### What the task asks
What you return should match every entry, character for character.

### Collected data entries

################

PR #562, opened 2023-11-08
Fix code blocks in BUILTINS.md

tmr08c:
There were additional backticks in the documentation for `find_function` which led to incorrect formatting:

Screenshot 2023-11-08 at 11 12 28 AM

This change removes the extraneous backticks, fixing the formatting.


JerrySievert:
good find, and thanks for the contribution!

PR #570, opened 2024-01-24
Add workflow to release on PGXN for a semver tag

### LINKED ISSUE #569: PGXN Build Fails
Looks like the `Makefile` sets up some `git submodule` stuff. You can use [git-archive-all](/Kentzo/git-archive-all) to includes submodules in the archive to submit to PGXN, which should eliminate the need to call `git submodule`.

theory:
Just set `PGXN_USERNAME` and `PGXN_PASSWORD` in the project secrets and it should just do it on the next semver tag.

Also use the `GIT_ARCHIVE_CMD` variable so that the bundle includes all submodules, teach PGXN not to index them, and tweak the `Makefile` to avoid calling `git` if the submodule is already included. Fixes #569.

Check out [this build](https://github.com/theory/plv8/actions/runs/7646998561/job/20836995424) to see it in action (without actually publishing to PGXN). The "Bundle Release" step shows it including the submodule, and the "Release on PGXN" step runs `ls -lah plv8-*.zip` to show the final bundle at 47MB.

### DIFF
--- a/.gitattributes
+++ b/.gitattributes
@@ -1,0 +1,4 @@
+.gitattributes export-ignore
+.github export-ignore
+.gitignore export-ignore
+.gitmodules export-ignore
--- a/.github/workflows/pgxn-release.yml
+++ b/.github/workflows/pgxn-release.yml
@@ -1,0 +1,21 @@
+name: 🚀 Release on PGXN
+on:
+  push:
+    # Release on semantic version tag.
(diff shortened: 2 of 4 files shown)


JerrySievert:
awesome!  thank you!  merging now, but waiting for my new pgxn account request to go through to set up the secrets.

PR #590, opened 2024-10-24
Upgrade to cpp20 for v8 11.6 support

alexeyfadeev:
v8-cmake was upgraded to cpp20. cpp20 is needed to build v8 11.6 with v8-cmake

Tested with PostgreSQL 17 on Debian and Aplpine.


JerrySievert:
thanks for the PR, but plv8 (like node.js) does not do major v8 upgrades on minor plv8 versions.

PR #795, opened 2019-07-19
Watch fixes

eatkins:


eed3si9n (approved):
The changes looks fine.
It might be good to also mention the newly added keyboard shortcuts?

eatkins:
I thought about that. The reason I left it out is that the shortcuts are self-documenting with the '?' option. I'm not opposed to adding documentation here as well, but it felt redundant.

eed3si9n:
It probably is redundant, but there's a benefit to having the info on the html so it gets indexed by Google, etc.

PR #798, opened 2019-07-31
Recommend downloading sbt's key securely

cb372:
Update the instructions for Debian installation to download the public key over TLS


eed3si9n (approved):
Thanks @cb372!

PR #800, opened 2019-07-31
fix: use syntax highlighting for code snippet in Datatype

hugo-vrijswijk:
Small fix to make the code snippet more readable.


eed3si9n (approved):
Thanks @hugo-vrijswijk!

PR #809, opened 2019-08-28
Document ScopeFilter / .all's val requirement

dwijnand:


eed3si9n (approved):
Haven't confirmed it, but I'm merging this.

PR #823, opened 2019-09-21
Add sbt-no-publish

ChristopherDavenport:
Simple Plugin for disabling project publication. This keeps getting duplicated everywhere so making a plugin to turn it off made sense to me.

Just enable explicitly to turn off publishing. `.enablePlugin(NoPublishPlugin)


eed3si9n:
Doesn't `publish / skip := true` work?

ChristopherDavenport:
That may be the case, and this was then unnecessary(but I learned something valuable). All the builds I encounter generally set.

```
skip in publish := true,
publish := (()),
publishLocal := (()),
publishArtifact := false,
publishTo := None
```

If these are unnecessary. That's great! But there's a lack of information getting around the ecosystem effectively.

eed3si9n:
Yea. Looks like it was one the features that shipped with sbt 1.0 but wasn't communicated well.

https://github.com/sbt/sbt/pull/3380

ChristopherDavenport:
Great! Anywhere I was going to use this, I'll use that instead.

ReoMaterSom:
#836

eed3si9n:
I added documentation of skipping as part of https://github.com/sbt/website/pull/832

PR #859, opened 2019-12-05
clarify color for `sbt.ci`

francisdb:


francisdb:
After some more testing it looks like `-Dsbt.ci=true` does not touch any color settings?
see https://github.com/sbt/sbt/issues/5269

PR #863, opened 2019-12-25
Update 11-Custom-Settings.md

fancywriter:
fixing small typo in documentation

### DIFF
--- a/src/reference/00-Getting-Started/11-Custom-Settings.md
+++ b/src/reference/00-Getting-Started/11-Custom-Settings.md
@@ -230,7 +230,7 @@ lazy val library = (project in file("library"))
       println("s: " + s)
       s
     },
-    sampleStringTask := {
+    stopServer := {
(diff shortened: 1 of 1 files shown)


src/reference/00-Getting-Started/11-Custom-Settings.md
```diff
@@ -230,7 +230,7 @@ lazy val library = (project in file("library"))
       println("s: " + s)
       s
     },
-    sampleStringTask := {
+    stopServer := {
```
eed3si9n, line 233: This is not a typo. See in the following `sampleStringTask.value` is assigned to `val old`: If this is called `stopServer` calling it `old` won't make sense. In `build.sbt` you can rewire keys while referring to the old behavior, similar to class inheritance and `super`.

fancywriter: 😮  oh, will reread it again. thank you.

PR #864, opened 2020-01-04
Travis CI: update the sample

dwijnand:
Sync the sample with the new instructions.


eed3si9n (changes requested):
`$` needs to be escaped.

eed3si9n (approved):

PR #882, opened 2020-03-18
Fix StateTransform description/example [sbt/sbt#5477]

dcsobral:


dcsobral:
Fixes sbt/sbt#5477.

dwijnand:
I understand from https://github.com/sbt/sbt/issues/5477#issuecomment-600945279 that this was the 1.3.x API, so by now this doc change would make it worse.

################

### Written answer
PR #562, opened 2023-11-08
Fix code blocks in BUILTINS.md

tmr08c:
There were additional backticks in the documentation for `find_function` which led to incorrect formatting:

Screenshot 2023-11-08 at 11 12 28 AM

This change removes the extraneous backticks, fixing the formatting.


JerrySievert:
good find, and thanks for the contribution!

PR #570, opened 2024-01-24
Add workflow to release on PGXN for a semver tag

### LINKED ISSUE #569: PGXN Build Fails
Looks like the `Makefile` sets up some `git submodule` stuff. You can use [git-archive-all](/Kentzo/git-archive-all) to includes submodules in the archive to submit to PGXN, which should eliminate the need to call `git submodule`.

theory:
Just set `PGXN_USERNAME` and `PGXN_PASSWORD` in the project secrets and it should just do it on the next semver tag.

Also use the `GIT_ARCHIVE_CMD` variable so that the bundle includes all submodules, teach PGXN not to index them, and tweak the `Makefile` to avoid calling `git` if the submodule is already included. Fixes #569.

Check out [this build](https://github.com/theory/plv8/actions/runs/7646998561/job/20836995424) to see it in action (without actually publishing to PGXN). The "Bundle Release" step shows it including the submodule, and the "Release on PGXN" step runs `ls -lah plv8-*.zip` to show the final bundle at 47MB.

### DIFF
--- a/.gitattributes
+++ b/.gitattributes
@@ -1,0 +1,4 @@
+.gitattributes export-ignore
+.github export-ignore
+.gitignore export-ignore
+.gitmodules export-ignore
--- a/.github/workflows/pgxn-release.yml
+++ b/.github/workflows/pgxn-release.yml
@@ -1,0 +1,21 @@
+name: 🚀 Release on PGXN
+on:
+  push:
+    # Release on semantic version tag.
(diff shortened: 2 of 4 files shown)


JerrySievert:
awesome!  thank you!  merging now, but waiting for my new pgxn account request to go through to set up the secrets.

PR #590, opened 2024-10-24
Upgrade to cpp20 for v8 11.6 support

alexeyfadeev:
v8-cmake was upgraded to cpp20. cpp20 is needed to build v8 11.6 with v8-cmake

Tested with PostgreSQL 17 on Debian and Aplpine.


JerrySievert:
thanks for the PR, but plv8 (like node.js) does not do major v8 upgrades on minor plv8 versions.

PR #795, opened 2019-07-19
Watch fixes

eatkins:


eed3si9n (approved):
The changes looks fine.
It might be good to also mention the newly added keyboard shortcuts?

eatkins:
I thought about that. The reason I left it out is that the shortcuts are self-documenting with the '?' option. I'm not opposed to adding documentation here as well, but it felt redundant.

eed3si9n:
It probably is redundant, but there's a benefit to having the info on the html so it gets indexed by Google, etc.

PR #798, opened 2019-07-31
Recommend downloading sbt's key securely

cb372:
Update the instructions for Debian installation to download the public key over TLS


eed3si9n (approved):
Thanks @cb372!

PR #800, opened 2019-07-31
fix: use syntax highlighting for code snippet in Datatype

hugo-vrijswijk:
Small fix to make the code snippet more readable.


eed3si9n (approved):
Thanks @hugo-vrijswijk!

PR #809, opened 2019-08-28
Document ScopeFilter / .all's val requirement

dwijnand:


eed3si9n (approved):
Haven't confirmed it, but I'm merging this.

PR #823, opened 2019-09-21
Add sbt-no-publish

ChristopherDavenport:
Simple Plugin for disabling project publication. This keeps getting duplicated everywhere so making a plugin to turn it off made sense to me.

Just enable explicitly to turn off publishing. `.enablePlugin(NoPublishPlugin)


eed3si9n:
Doesn't `publish / skip := true` work?

ChristopherDavenport:
That may be the case, and this was then unnecessary(but I learned something valuable). All the builds I encounter generally set.

```
skip in publish := true,
publish := (()),
publishLocal := (()),
publishArtifact := false,
publishTo := None
```

If these are unnecessary. That's great! But there's a lack of information getting around the ecosystem effectively.

eed3si9n:
Yea. Looks like it was one the features that shipped with sbt 1.0 but wasn't communicated well.

https://github.com/sbt/sbt/pull/3380

ChristopherDavenport:
Great! Anywhere I was going to use this, I'll use that instead.

ReoMaterSom:
#836

eed3si9n:
I added documentation of skipping as part of https://github.com/sbt/website/pull/832

PR #859, opened 2019-12-05
clarify color for `sbt.ci`

francisdb:


francisdb:
After some more testing it looks like `-Dsbt.ci=true` does not touch any color settings?
see https://github.com/sbt/sbt/issues/5269

PR #863, opened 2019-12-25
Update 11-Custom-Settings.md

fancywriter:
fixing small typo in documentation

### DIFF
--- a/src/reference/00-Getting-Started/11-Custom-Settings.md
+++ b/src/reference/00-Getting-Started/11-Custom-Settings.md
@@ -230,7 +230,7 @@ lazy val library = (project in file("library"))
       println("s: " + s)
       s
     },
-    sampleStringTask := {
+    stopServer := {
(diff shortened: 1 of 1 files shown)


src/reference/00-Getting-Started/11-Custom-Settings.md
```diff
@@ -230,7 +230,7 @@ lazy val library = (project in file("library"))
       println("s: " + s)
       s
     },
-    sampleStringTask := {
+    stopServer := {
```
eed3si9n, line 233: This is not a typo. See in the following `sampleStringTask.value` is assigned to `val old`: If this is called `stopServer` calling it `old` won't make sense. In `build.sbt` you can rewire keys while referring to the old behavior, similar to class inheritance and `super`.

fancywriter: 😮  oh, will reread it again. thank you.

PR #864, opened 2020-01-04
Travis CI: update the sample

dwijnand:
Sync the sample with the new instructions.


eed3si9n (changes requested):
`$` needs to be escaped.

eed3si9n (approved):

PR #882, opened 2020-03-18
Fix StateTransform description/example [sbt/sbt#5477]

dcsobral:


dcsobral:
Fixes sbt/sbt#5477.

dwijnand:
I understand from https://github.com/sbt/sbt/issues/5477#issuecomment-600945279 that this was the 1.3.x API, so by now this doc change would make it worse.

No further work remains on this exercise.